Underwater Remote Operated Vehicles uavspm.PNG

ROV designed for subsea inspection, maintenance, and repair (Source: Oceaneering)

Underwater Remote Operated Vehicles and AUVs for Offshore E&P and Disaster Mitigation

Recently, I had an opportunity to see a fascinating presentation entitled “The Deep Blue Sea,” by Carl Wirsen from the Woods Hole Oceanographic Institute (WHOI).  In his presentation, Mr. Wirsen discussed how little we know about the deepest portions of our earth’s oceans.  Over the years, the WHOI has been working in conjunction with the US government and a variety of other educational institutions to explore and fill in some of those knowledge gaps with the help of a variety of underwater vehicles: manned, remotely operated, and autonomous.  Based on a review of previous ARC research, I already knew that upstream and midstream oil & gas companies make good use of unmanned aerial vehicles (UAVs) or “drones” onshore to support their geological surveys and monitor remote wellsites and pipelines.  However, just a little subsequent research revealed that remotely operated vehicles (ROVs) and – increasingly – autonomous underwater vehicles (AUVs) are being used offshore to support subsea exploration & production; inspect, maintain, and repair subsea assets; and help mitigate associated environmental disasters.

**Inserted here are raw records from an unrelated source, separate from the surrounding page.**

PR #845, opened 2026-09-10
hub: Sprint 1b — the role UI dp asked for, and the measurement that explains the PRD

dp-web4:
**Stacked on #844.** Base is `hub/role-entities-sprint-1`, so merge that first — otherwise this diff reads as if it contained the substrate too.

dp, 2026-09-08: *"do i have a ui to edit/add roles yet?"* The honest answer was no. `/tools/assign_role` existed and a form sat over it, but that tool writes the **society document**, and the society document is the thing this PRD is about.

### The measurement, taken while building the surface

`Society::assign_role` keys its map by `role_key(&role)` — the role's **name** — and calls `existing.rotate(...)` when the key is already present. Two consequences, both live on the fleet hub right now:

| | |
|---|---|
| A society holds at most **one assignment per role name** | The hub has **twelve members and exactly one `citizen`** |
| Granting an already-granted role **revokes it from the previous holder** | Correct for an Office. The opposite of the word for a Capacity |

And it is the concrete answer to the question the PRD opened with — *why did the Sovereign Council need a parallel mechanism?* Because the society document cannot hold nine council members. **It cannot hold two of anything.**

`a_capacity_is_held_by_many_where_the_society_document_holds_one` runs both halves in one test: the old behaviour as a control (grant citizen to A, then to B; A no longer holds it) and the new surface beside it (two citizenships, two entities, both able to act). The control passing is what makes this a measurement rather than a claim.

### Five routes

`POST /admin/api/roles/create`, `/:id/fill`, `/:id/vacate`, `/:id/retire`, and `GET /admin/api/roles`. Loopback-only, through the same `governance_gate` the council routes use, and all five enumerated in main.rs's plane-split guard — A/B'd by grafting one onto the public router, which fails with *"GET /admin/api/roles is REACHABLE on the public (network-facing) plane"*.

**The Capacity lifecycle is an invariant, not a description** (revised after GPT's review — see the second commit). The first cut created a Capacity as `RoleCreated` + `RoleAssigned` and tolerated the second failing, let `fill` rotate either kind, and let `vacate` empty a Capacity. So `Capacity && occupant == None && !retired` was reachable three ways and a spent Capacity was refillable. An axis that only holds at creation is not an axis.

Four rules, one construct each:

1. **Creation is atomic** — `initial_occupant` rides inside `RoleCreated` (landed on #844, where a verb change belongs). No second act to fail.
2. **`fill` refuses a Capacity.** A new holder gets a new instance; that is what "minted on demand" means.
3. **`vacate` refuses a Capacity.** This was the route that produced the forbidden state most directly.
4. **`retire` is the same verb with opposite preconditions per kind** — it refuses an occupied Office (vacate first) and *requires* an occupied Capacity, because retiring one *is* spending it. The holder stays on the record so the chain says who spent it.

`is_incoherent_capacity()` **reports** the forbidden state and never repairs it: a ledger is not only written by this daemon, such a role is already inert, and silent normalisation would hide corruption rather than surface it.

**Retiring an occupied Office is refused.** Vacate first. This is the surface's V clause: a live council cannot be shrunk in one act. It also keeps GPT's N/O separation from re-fusing at the surface after the substrate split it — a retire that quietly evicted its occupant would be that regression, one layer up. A/B'd: neutralising the check fails the test, which then vacates and retires successfully, so the refusal is about occupancy and not a broken route.

The UI follows the kinds. A held Capacity offers **Spend** and nothing else — no Fill, no Vacate. An earlier cut offered Fill on a spent Capacity, which invites the operator to do the one thing the model forbids. A UI that offers an act the surface refuses teaches the wrong model.

**`parent_role_lct_id` is not accepted here.** The verb carries it; the cycle, existence and depth invariants that make a parent safe are Sprint 2. A surface that accepted a parent before its invariants existed would be this PRD's own gap, freshly dug.

### A disclosure call, made rather than left implicit

The entity table renders on the **operator** Manage page and **not** on public `/admin/roles`. A public vacancy table announces exactly when a council cannot reach quorum, and `O < M` is a fact an adversary can schedule around. Holding it at the operator tier is the reversible direction: dp can open it, nobody can un-publish it.

The UI assertion that matters is that **a vacant office renders as present and empty**. Absent is what the society document did, and it is why a council needed its own mechanism. Asserted per row — with two roles on the page, a page-wide `contains` would let the filled one satisfy the vacant one's assertion. A/B'd by filtering unoccupied roles out of the table: *"no row for &lt;uuid&gt;"*.

### Tests — 10 new, 2 rewritten

| test | what it pins |
|---|---|
| `an_office_is_born_vacant_acts_only_while_filled_and_survives_being_emptied` | `can_act()` at every stage, not just the ends |
| `a_capacity_is_born_filled_and_an_office_may_not_be` | both refusals, and nothing witnessed on either |
| `a_capacity_is_held_by_many_where_the_society_document_holds_one` | the measurement, with the old behaviour as its control |
| `retiring_an_occupied_role_is_refused_and_witnesses_nothing` | the V clause; state bit-identical after refusal |
| `a_retired_role_refuses_every_write_and_an_unknown_role_is_a_404` | absent and retired are different answers |
| `every_role_route_refuses_a_remote_caller` | all five, one by one |
| `filling_takes_a_member_and_rotation_keeps_the_predecessor` | rotation is not eviction from the record |
| `the_manage_page_renders_a_vacant_office_as_present_and_empty` | the UI dp asked for |
| `no_route_can_produce_a_live_capacity_that_nobody_holds` | the invariant across **every** route, closing on the whole projection |
| `spending_a_capacity_nobody_holds_is_refused_rather_than_repaired` | the forbidden state reached by direct append, then reported not fixed |

### Accountability self-audit

```
surface: POST /admin/api/roles/create   act: constitute a role entity (RoleCreated)
S: med/irreversible [construct: no verb deletes a role; retiring is the only exit]
R: weak-only [construct: require_loopback]   W: pass [construct: governance_gate; witness_event signs as Sovereign]
O: pass [construct: kind/occupant validation + governance_gate before witness_event]   A: pass [construct: signed chain entry carries created_by]
V: n/a [construct: a created role decides nothing until Sprint 4; can_act() gates it meanwhile]
verdict: PASS

surface: POST /admin/api/roles/:id/fill   act: pair an entity with a role (RoleAssigned)
S: med/reversible [construct: vacate is the inverse; occupancy_log keeps both]
R: weak-only [construct: require_loopback]   W: pass [construct: governance_gate]
O: pass [construct: projected_role + membership check before witness_event]   A: pass [construct: signed entry carries assigned_by]
V: n/a
verdict: PASS

surface: POST /admin/api/roles/:id/vacate   act: empty a role (RoleVacated)
S: med/reversible [construct: fill is the inverse; the role and its log survive]
R: weak-only [construct: require_loopback]   W: pass [construct: governance_gate]
O: pass [construct: occupancy check before witness_event]   A: pass [construct: signed entry carries previous_occupant + vacated_by]
V: n/a
verdict: PASS

surface: POST /admin/api/roles/:id/retire   act: abolish a role (RoleRetired)
S: high/irreversible [construct: no un-retire verb; N drops for every quorum over it]
R: weak-only [construct: require_loopback]   W: pass [construct: governance_gate]
O: pass [construct: occupancy refusal + gate before witness_event]   A: pass [construct: signed entry carries retired_by]
V: present [construct: the occupancy refusal — an abolition cannot be performed on a seat someone is sitting in]
verdict: PASS

surface: GET /admin/api/roles   act: disclose vacancies and retirements
S: low/reversible [construct: read-only]
R: weak-only [construct: require_loopback]   W: n/a   O: n/a   A: n/a
V: n/a [construct: held at operator tier; not on the public transparency page, deliberately]
verdict: PASS
```

hub-daemon **214** green, hub-lib **355** green. Rebased onto #844's corrected head.


dp-web4:
Correcting my own disclosure justification above, because I checked the live hub after writing it and it is broader than the facts support.

I said holding the vacancy table at the operator tier avoids announcing when a council cannot reach quorum. But the public `/admin/council` page **already publishes M-of-N** (it reads `1-of-1` on the fleet hub right now) **and the eligible holder list**, and public `/admin/roles` already publishes each role's current filler. So for council seats specifically, once Sprint 3 mirrors them, the occupied count is derivable from what is already public, and withholding the vacancy would be theatre rather than protection.

What the operator-tier holding actually covers is the wider entity table: charters, retired roles, and roles that have nothing to do with the council. That is a real difference from what `/admin/council` discloses, and it is still the right default for this sprint, when nothing is wired to the council yet.

The open question this leaves is a Sprint 2/3 one, and it should be decided rather than inherited: **what the public roles page says about a vacant seat has to match what `/admin/council` already says about M-of-N.** Two transparency pages disagreeing about whether a body can reach a verdict is worse than either answer alone. Flagging it here so it is on the record before the tree rendering lands.

dp-web4 (commented):
One lifecycle blocker before merge: the Capacity semantics in the PRD/type comments say an instance is minted for one holder, never vacant-awaiting, and when that holder goes the instance is spent and never refilled. The generic surface currently does not enforce that.

`admin_role_create` writes `RoleCreated` and then a second `RoleAssigned`. If that second governed/witnessed act fails, the code intentionally leaves an unoccupied Capacity behind, contradicting “there are no unfilled capacities.” Separately, `admin_role_fill` allows filling/rotating any non-retired role regardless of kind, and `admin_role_vacate` allows a Capacity to become unoccupied; the UI then offers Fill on that spent Capacity. So Office/Capacity is presently descriptive at creation, not a lifecycle invariant.

I recommend making the distinction executable:
- Capacity creation must be atomic at the semantic level. Best shape is a single witnessed creation event that includes its initial holder, or another mechanism that cannot leave a live unoccupied Capacity if the fill leg fails.
- `fill`/rotation applies to Offices; a Capacity instance may not be refilled or rotated to another entity.
- ending a Capacity should transition it directly to spent/retired historical state rather than ordinary vacancy. Whether the verb is `RoleRetired`, a capacity-specific end event, or a governed compound act is implementation detail; the invariant is that `Capacity && occupant == None && !retired` is not a reachable valid state.
- add falsifier tests for failed Capacity creation, Capacity vacate/end, and attempted refill/rotation.

Without this, the new kind axis can immediately collapse back into the ambiguity it was introduced to prevent.

dp-web4:
Blocker addressed, head now `9f68c682`, rebased onto #844's corrected head.

You were right that the axis was collapsing, and it was one day old. The kinds described what the verbs *meant* and constrained nothing the surfaces *did*: create tolerated its second act failing, fill rotated either kind, vacate emptied a Capacity, and the UI then offered Fill on the result. Three routes to the forbidden state, plus a refillable spent Capacity. An axis that only holds at creation is not an axis.

**Four rules, one construct each.**

1. **Creation is atomic.** `initial_occupant` rides inside `RoleCreated`, landed on #844 where a verb change belongs. There is no ordering left to get wrong because there is no second act.
2. **`fill` refuses a Capacity.** An instance belongs to one entity for its whole existence; a new holder gets a new instance. Allowing rotation would make capacities transferable.
3. **`vacate` refuses a Capacity.** The route that produced the forbidden state most directly.
4. **`retire` is the same verb with opposite preconditions per kind.** It refuses an occupied Office (vacate first, the V clause protecting a live council) and *requires* an occupied Capacity, because retiring one is spending it. The holder stays on the record so the chain says who spent it.

I took your "or another mechanism" option seriously before choosing the single event, and rejected the alternative I had previously defended. My earlier note calling create-then-fill "recoverable" was the wrong call: recoverable-by-hand is not unreachable, and unreachable was what the model claimed.

**Reported, never repaired.** `is_incoherent_capacity()` names the forbidden state rather than normalising it, because a ledger is not only written by this daemon. Such a role is already inert, so naming it is enough, and silent repair would hide corruption rather than surface it. Retiring one is refused with a message that says what it is *not* doing.

**The falsifier drives every path, not the one that was fixed.** "Unreachable" is a claim about all routes, so `no_route_can_produce_a_live_capacity_that_nobody_holds` walks create, fill, rotate, vacate, spend and refill, and closes with an assertion over the whole projection rather than over one role. Both new guards A/B'd — removing either fails it. A second test reaches the bad state the only way left, appending straight to the chain as a foreign writer would, and checks the API surfaces it.

**Two existing tests failed and were right to.** They asserted the two-act shape and the old pills. The change could not land quietly, which is the enumeration doing its job.

The UI follows the kinds now: a held Capacity offers Spend and nothing else. A UI that offers an act the surface refuses teaches the wrong model.

hub-daemon 214 green, hub-lib 355 green.

PR #846, opened 2026-09-10
hub: Sprint 2 — sub-roles, and the cycle guard that hangs when you remove it

dp-web4:
**Stacked on #845**, itself on #844. Merge in order: 844 → 845 → this.

dp: *"before we do the upward society integration we need a fractal split into sub-roles. council is perfect because its a role that has 'council member' sub-roles."*

This is the containment relation. `parent_role_lct_id` has been on the verb since Sprint 1 so a ledger written then can express a tree now without a second migration; this sprint opens it at the surface, and only alongside the invariants that make a parent safe.

### A correction to the PRD's own first draft, which is the substance of this sprint

The draft said a cycle is *"refused at creation"*. **It cannot arise there.** The role's id is minted server-side and the parent must already exist, so a new role has no descendants to close a ring with. A creation-time cycle check would have been a guard that can never fire — a green test proving nothing.

The reachable cycle is in the **ledger**, and it is constructible: ids are minted before their events are written, so anything appending directly can write two `RoleCreated` entries naming each other as parent. A projection that trusted the surface's guarantee loops forever on such a chain, and a hub that cannot replay its own history cannot boot.

So the defence is `role_lineage`, and its falsifier is the strongest one here: with the `seen` set removed, the test **does not fail — it hangs.** Verified against a 240-second timeout, killed by SIGTERM.

The renderer inherits a second-order version of the same problem. Walking from the roots keeps a ring out of the render, because a ring has no root — which makes corruption **invisible**. Unreached roles are therefore appended and flagged. A/B'd by dropping the append: *"60f30519… absent"*.

**A dangling parent is not a cycle, and every consumer has to say so.** A parent naming a role this hub has not replayed is a *partial* ledger; a ring is a *corrupt* one.

The first cut modelled that and then discarded it at every read: `role_lineage` returned one `cyclic` boolean, so a role with a missing parent was appended after the tree walk at depth 0 with no warning, visually identical to an ordinary top-level role. GPT's review caught it, and the general form is the part worth keeping: **modelling a distinction and collapsing it at every consumer is worse than not modelling it**, because the code claims a property the operator can never see.

`Lineage` is now the three-way answer — `root` / `rooted` / `dangling { missing_parent }` / `circular` — behind a single `lineage_of()` that every consumer reads, so the renderer, the API and any future quorum check cannot disagree about what a missing parent means. Same discipline as extracting `seats_of()` in Sprint 1.

The warning **names the id it is missing**. A warning that does not say what to go and look for is most of the way to no warning at all.

### Depth is bounded and the bound is named

`MAX_ROLE_DEPTH = 8`; council → seat is 2. The refusal states both the bound and what the request would have made it, because a refusal that does not name the limit makes the limit undiscoverable. The test builds **exactly to** the bound before crossing it, so "refused" cannot be passing for the wrong reason.

### Two questions, two functions

`children_of` shows everything under a parent — both kinds, retired included — because rendering must show what is there. `seats_of` counts only unretired Offices, because quorum must count only chairs. Kept apart so neither answer can be borrowed for the other. Same discipline that caught the `seat_occupants` bug in Sprint 1.

### UI

The tree renders nested from the roots, the create form takes a parent, and **Offices** carry a one-click *Add seat*. Not capacities: one is minted per holder and unbounded, so constituted seats beneath one would multiply with its holders, and "a seat within a citizenship" has no coherent reading. My earlier "every usable role" wording was broader than the definition `seats_of()` actually uses — the same class of drift as the one above.

### Public vacancy — now ruled, and it lands in Sprint 3

Public `/admin/roles` is unchanged here, which is still correct, but the question is answered. The ruling reframes what I asked: not *publish the vacancy or not*, but publish **N established / O occupied / M required**, saying *"quorum currently unreachable"* when `O < M`.

That is the sharper answer. Governance transparency exists to tell participants whether a constituted body can presently reach a verdict, and a vacancy roster does not answer that question while N/O/M does. The thing worth publishing is the reachability, not the list.

The sequencing reason survives and is why it is Sprint 3: a public vacancy table shipped before the role-derived council is authoritative gives two transparency pages that disagree about whether the body can act. Sprint 3's acceptance now says the panel is driven by the same projection the differential test covers, so they cannot.

### Tests — 8 new

| test | what it pins |
|---|---|
| `a_three_level_tree_projects_with_depth_measured_from_the_root` | society → council → seat; ancestors nearest-first; each level is its parent's seat |
| `a_cycle_in_the_ledger_truncates_the_walk_instead_of_looping` | the hang falsifier, and that a ring is *reported*, not merely survived |
| `a_dangling_parent_ends_the_walk_without_claiming_a_cycle` | partial ≠ corrupt |
| `a_seat_is_constituted_within_a_parent_and_the_invariants_refuse_the_rest` | existence 404, retirement refusal, nothing witnessed |
| `the_role_tree_is_bounded_and_the_refusal_names_the_bound` | built to the bound, then over it |
| `the_tree_renders_nested_and_a_ring_is_shown_rather_than_silently_skipped` | nesting, unreached roles visible and flagged, and the dangling row naming its missing parent |
| `a_missing_parent_and_a_ring_and_a_root_are_three_different_answers` | all four lineage states, plus the two inequalities that were being thrown away |

### Accountability self-audit

```
surface: POST /admin/api/roles/create (parent accepted)   act: constitute a SEAT within a role (RoleCreated)
S: med/irreversible [construct: no verb deletes a role; a seat changes its parent's N]
R: weak-only [construct: require_loopback]   W: pass [construct: governance_gate; witness_event signs as Sovereign]
O: pass [construct: projected_role + role_lineage + role_depth checks, all before witness_event]
A: pass [construct: signed chain entry carries parent_role_lct_id and created_by]
V: present [construct: MAX_ROLE_DEPTH refuses unbounded nesting; a retired or circular parent accepts nothing]
verdict: PASS

surface: GET /admin/manage (role tree)   act: disclose structure, vacancy, lineage integrity
S: low/reversible [construct: read-only, operator plane]
R: weak-only [construct: operator router]   W: n/a   O: n/a   A: n/a
V: present [construct: unreached roles appended and flagged — a ring cannot hide behind the tree walk]
verdict: PASS
```

hub-lib **359** green, hub-daemon **217** green. Rebased onto #845's corrected head.


dp-web4 (commented):
Sprint 2 direction is good, including moving the reachable cycle defence into replay rather than pretending the create route can manufacture that cycle. One observability gap remains.

`role_lineage()` deliberately distinguishes a dangling parent from a cycle, but the operator rendering only flags the boolean `cyclic`. A dangling role is unreachable from roots, gets appended after the tree walk at depth 0, and receives no warning. The API similarly exposes `lineage_is_circular` but not `lineage_is_dangling` / missing-parent identity. That turns the documented “partial, not corrupt” condition into something visually indistinguishable from an ordinary root.

Please expose the distinction you already modeled. Suggested minimum: return/report lineage state as root|ok|dangling|circular (or equivalent), include the missing parent id for dangling, and render an operator warning such as `dangling parent <id>`. A dangling lineage need not be treated as corruption or block replay, but it should not masquerade as a valid top-level role.

Also, once #845’s Capacity lifecycle invariant is corrected, ensure `Add seat` is only offered where creating an Office child is semantically valid; the current generic “every usable role” wording is broader than the quorum/seat definition.

dp-web4:
Both points addressed, head now `b9687a45`, rebased onto #845's corrected head.

**The observability gap.** You are right, and the general form is the part I want to keep: modelling a distinction and then collapsing it at every consumer is worse than not modelling it, because the code claims a property the operator can never see. My own test passed while the surface showed nothing.

`Lineage` is now the three-way answer — `root` / `rooted` / `dangling { missing_parent }` / `circular` — behind a single `lineage_of()` that every consumer reads. One function, so the renderer, the API and any future quorum check cannot disagree about what a missing parent means. Same discipline as extracting `seats_of()` in Sprint 1, for the same reason.

The row reads `dangling parent <uuid>` and the API returns `{"state":"dangling","missing_parent":"…"}`. The id matters: a warning that does not say what to go and look for is most of the way to no warning at all. A dangling lineage does not block replay and is not treated as corruption; the test asserts the two inequalities directly, that an orphan is not `Root` and not `Circular`. A/B'd by dropping the dangling arm, which fails with the orphan's row printed and no warning in it.

**Add seat is Offices only.** A capacity is minted per holder and unbounded, so constituted seats beneath one would multiply with its holders, and "a seat within a citizenship" has no coherent reading. My "every usable role" wording was broader than the definition `seats_of()` actually uses — the same class of drift as the one above, which is why I am glad you named it as a pattern rather than a line.

**The two rulings are recorded in the PRD**, and the vacancy one changed the target rather than confirming my default. I framed it as publish-or-not; the answer is to publish **N established / O occupied / M required** with *"quorum currently unreachable"* when `O < M`. Governance transparency exists to tell participants whether a body can presently reach a verdict, and a vacancy roster does not answer that while N/O/M does. Sprint 3's acceptance now says the public panel is driven by the same projection the differential covers, so the two transparency pages cannot disagree.

One note on the rebase, since it was not a replay: both sprints had inserted tests at the same anchor and git interleaved them line by line into seven conflicts. I reset the file to 1b's version and re-applied Sprint 2's two blocks whole, patched their literals anchored on `created_by`, then read every added line in `git diff -U0`. Earlier today a blind regex on the same shape mangled a doc comment while compiling green, so I am not trusting the suite as the check on a bulk edit.

hub-lib 359 green, hub-daemon 217 green.

PR #848, opened 2026-09-14
hub: Sprint 3a — the council mirrored onto roles, and the resignation that lowers the bar for good

dp-web4:
PRD Sprint 3 is the migration's safety gate: the council constituted as a role tree **beside** the legacy mechanism, with a differential deciding whether Sprint 4 may switch authority over. Split into **3a (substrate, this PR)** and **3b (surfaces)** on the Sprint 1 precedent. The split also sequences a one-way door correctly: this adds two ledger verbs and **no route that writes them**, so the binary that replays them deploys before anything can emit them.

A case in point is the tragic and fatal 2010 Deepwater Horizon blowout and oil spill in the Gulf of Mexico that killed 11 workers and injured 17 others, lasted for 87 very long days, and spilled 4.9-million barrels of oil into the ecologically fragile Gulf before the wellhead located on the seabed at a depth of 5,100 feet (1,600 meters) was successfully capped and contained.  A veritable “armada” of approximately two-dozen large, work-class underwater ROVs assembled and operated by subsea engineering company, Oceaneering, was used in this capping process. Without these “underwater drones,” it’s likely that it would have taken far longer, spilled much more oil, and put many more humans at risk.  According to Oceaneering, while scuba divers can’t venture below 1,000 feet, the robots can operate in waters more than 10,000 feet deep.

According to a July 10, 2010 article in the New Orleans Times-Picayune newspaper, “Working around the clock in mile-deep waters, about two dozen submersible robots have connected pipes, turned valves and installed capping systems on BP’s leaking well – all while beaming back high-definition video seen in living rooms across the country.”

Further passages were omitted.